Phase 5: Local verification

Tasks

  • 5.1 cd website && npm run build[SUCCESS] Generated static files in "build".
  • 5.1b bash provision-host/uis/tests/run-tests.sh — all 7 test scripts pass (static + unit). Caught service-tailscale-tunnel.sh removal early; the structure tests had no assertion for it.
  • 5.2 GHCR Build UIS Container workflow rebuilds :latest on every main merge; talk54 retest pulled the latest image with the dispatcher fix landed.
  • 5.3 Tester cycled the container (./uis stop + ./uis pull) — talk54 Message 2 pre-flight confirms.
  • 5.4 Smoke test the new CLI surface — talk54 R1-R10 PASS against dog-pence.ts.net.

Validation

cd website && npm run build 2>&1 | tail -3
# Expected: [SUCCESS] Generated static files in "build".
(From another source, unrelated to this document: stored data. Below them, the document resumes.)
PR #177, opened 2016-03-02
[DOLPHIN-176] Create partitioned, queued, single-node parameter server

### LINKED ISSUE #176: Create partitioned, queued, single-node parameter server
We should improve a single node parameter server. The high-level design will consist of partitions based on the hash of the key, with a queue, kvStore, and thread per partition.

The design is meant to improve on some of the issues with the current single-node parameter server.

* It will not miss updates (#152)
* It will decouple PS work from the NCS threads (#157)

This issue does not cover the client (Worker) side.

dafrista:
Closes #176

- Adds a new Parameter Server, PartitionedParameterServer. The server supports atomic, in-order processing of push and pull operations, using multiple threads.
- Renames the existing "Single Node" Server as ConcurrentParameterServer.

I've done a simple performance comparison between PartitionedPS and ConcurrentPS by running the unit tests (1million reads + 1million writes) on my local laptop. The PartitionedPS has worse performance. Note that the ConcurrentPS can lose updates.
- ConcurrentPS: Avg 1.5s
- PartitionedPS: Avg 2s

Also, the unit test does not include hash computation. A version of the test (not committed) that uses MurmurHash had an Avg runtime of 3s. However, this test also requires the key to be copied into a byte array, which we avoid in the actual implementation by using the original serialized value from the message.

### DIFF
--- a/bin/run_ps.sh
+++ b/bin/run_ps.sh
@@ -1,0 +1,30 @@
+#!/bin/sh
+# Copyright (C) 2016 Seoul National University
+#
+# Licensed under the Apache License, Version 2.0 (the "License");
+# you may not use this file except in compliance with the License.
+# You may obtain a copy of the License at
+#
+#        http://www.apache.org/licenses/LICENSE-2.0
+#
+# Unless required by applicable law or agreed to in writing, software
+# distributed under the License is distributed on an "AS IS" BASIS,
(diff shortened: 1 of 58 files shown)


jsjason:
I did a pass and everything seems great. The new tests work as intended, and the existing dnn w/ ps example works well too. I'm merging this.

PR #178, opened 2016-03-03
[DOLPHIN-154] Create a Partitioned PS Worker

### LINKED ISSUE #154: Use external libraries like Guava or Guice to simplify code
There are a few points in our parameter server code that are overly complicated, such as `SingleNodeParameterWorker#pull()`. We can just use external libraries for better performance as well as code tidiness.

dafrista:
Closes #154.

This creates a Partitioned PS Worker.
   * A remotely read pull remains in the local cache for a duration of expireTimeout.
   * Pushes are applied locally while the parameter is cached.
   * The per partition single queue-and-thread, combined with the server, provides a guarantee that all previous local pushes are applied to a pull, if it is locally cached.

On local tests, the performance is comparable to ConcurrentParameterWorker.

There is a bug and workaround in this code:

We are observing some lost messages when contexts are immediately closed after the task completes in the example. It appears messages buffered in NCS are not being flushed before context close, but this has to be investigated further. The current workaround in the example is to not close contexts immediately, but this must be resolved before we move to elastically removing contexts.

(This should not be a Worker problem. The `ContextStopHandler` waits for messages to be flushed from the Worker queue.)

### DIFF
--- a/dolphin-ps/src/main/java/edu/snu/dolphin/ps/driver/ParameterServerDriver.java
+++ b/dolphin-ps/src/main/java/edu/snu/dolphin/ps/driver/ParameterServerDriver.java
@@ -114,6 +114,7 @@ public final class ParameterServerDriver {
         .newConfigurationBuilder(
             codecConfiguration,
             psManager.getWorkerServiceConfiguration(),
+            updaterConfiguration,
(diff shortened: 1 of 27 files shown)


jsjason:
Checked the code and tests, all looks great.

PR #180, opened 2016-03-23
Use Apache REEF 0.14.

dongjoon-hyun:
Apache REEF 0.14 is released at the maven central.
We had better use 0.14 instead of 0.14-SNAPSHOT.


jsjason:
Thanks! Hopefully, we won't need to use 0.15.0-SNAPSHOT for a while.

dongjoon-hyun:
Thank you for merging, @jsjason ! :)

Issue #118, opened 2020-05-19
Add CLI commands to get objects from the standards lib


chriswmackey:
These commands would parallel those over on honeybee-energy:
https://github.com/ladybug-tools/honeybee-energy/blob/master/honeybee_energy/cli/lib.py

And I know that @mingbopeng will need these commands in order to ass radiance properties to the Rhino plugin.

Issue #89, opened 2020-05-04
Add the ability to load non-abridged ModifierSets to from the standards library


chriswmackey:
We did something similar for ConstructionSets over in honeybee-energy and it has been generally useful to enable users to extend their libraries. We should do it here too.

PR #126, opened 2020-05-20
feat(cli): Add commands to retrieve modifiers from the lib

chriswmackey:
This should give @mingbopeng and Konrad what they need to assign default modifiers to the model.

Resolves https://github.com/ladybug-tools/honeybee-radiance/issues/89

Resolves https://github.com/ladybug-tools/honeybee-radiance/issues/118

### DIFF
--- a/honeybee_radiance/cli/lib.py
+++ b/honeybee_radiance/cli/lib.py
@@ -26,7 +26,7 @@ def lib():
 @lib.command('modifiers')
 @click.option('--output-file', help='Optional file to output the JSON string of '
               'the object. By default, it will be printed out to stdout',
-              type=click.File('w'), default='-')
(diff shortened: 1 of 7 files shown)


honeybee_radiance/cli/lib.py
```diff
@@ -0,0 +1,148 @@
...
+
+
+@click.group(help='Commands for retrieving objects from the standards library.')
+def lib():
+    pass
+
+@lib.command('modifiers')
+@click.option('--output-file', help='Optional file to output the JSON string of '
+              'the object. By default, it will be printed out to stdout',
+              type=click.File('w'), default='-')
```
mostaphaRoudsari, line 29: For all the `options` I would set show_default to True so it shows up in help.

# Smoke tests above all PASS

User confirms phase is complete.


Acceptance Criteria

  • uis help shows Network section with 7 subcommands and tailscale listed as a provider — talk54 pre-flight ✓
  • uis network list shows real tailscale state (not the placeholder) — talk54 R6 ✓
  • All 7 scripts exist under networking/tailscale/scripts/: init, up, down, status, verify, expose, unexpose
  • Operator install is a separate playbook (Decision 5), idempotent — talk54 R3/R4 confirmed
  • uis tailscale expose/unexpose/verify all fire the redirect stub (C-6) — talk54 R7 + pre-flight ✓
  • uis deploy tailscale-tunnel errors with redirect (Decision 7 mirrors cloudflare) — talk54 pre-flight ✓
  • Traefik-bypass fact surfaced in wizard banner + expose.sh first-use prompt (C-8 surfacing #1 + #3) — talk54 R2 + R5 ✓
  • Local npm run build succeeds; bash -n clean on all scripts
  • Cluster verification round complete — talk54 R1-R10 PASS on dog-pence.ts.net

Files to Modify

Create:

  • ansible/playbooks/8XX-tailscale-operator-install.yml
  • networking/tailscale/scripts/init.sh
  • networking/tailscale/scripts/up.sh
  • networking/tailscale/scripts/down.sh
  • networking/tailscale/scripts/status.sh
  • networking/tailscale/scripts/verify.sh
  • networking/tailscale/scripts/expose.sh
  • networking/tailscale/scripts/unexpose.sh

Rename:

  • ansible/playbooks/802-deploy-network-tailscale-tunnel.ymlansible/playbooks/802-tailscale-funnel-ingress.yml

Edit:

  • provision-host/uis/manage/uis-cli.sh (cmd_network adds tailscale; cmd_network adds expose/unexpose; cmd_tailscale → redirect stub; cmd_verify alias; cmd_network_list reads real summary; help text)
  • provision-host/uis/lib/integration-testing.sh (drop tailscale-tunnel gate line)
  • website/src/data/services.json (delete tailscale-tunnel entry)

Delete:

  • provision-host/uis/services/networking/service-tailscale-tunnel.sh
  • networking/tailscale/802-tailscale-tunnel-deploy.sh
  • networking/tailscale/803-tailscale-tunnel-deletehost.sh

Implementation Notes

  • Mirror cmd_cloudflare shape precisely. The redirect-stub pattern, the wizard structure, the script entry points, the _uis_cluster_banner walk-in/walk-out per verb — all of it should match the Cloudflare port. Reviewers familiar with PRs #169–#172 should find the diff structurally familiar.
  • C-10 is intentionally narrow. expose.sh assumes default namespace + port 80 because that's what every UIS-deployed service uses today. If a real use case for non-default port or namespace surfaces, add --port / --namespace flags in a follow-up. Don't pre-build.
  • C-11 (owner-id-change detection) is the only piece that's genuinely new logic. Decisions 13 + 14 made owner-id the cross-cutting identity; if the user changes it after deploy, the cluster's operator and tailnet devices are still under the old name. The detection compares env-file value vs the operator's actual device name annotation. Implementation: read the operator Deployment's pod template label or annotation; bail if mismatch with a clear pointer to down first.
  • Tester verification round is scoped to PLAN-003, not here. PLAN-002 ends at local smoke tests against :local image. The real cluster work (init → up → expose → curl from phone → unexpose → down) waits for PLAN-003.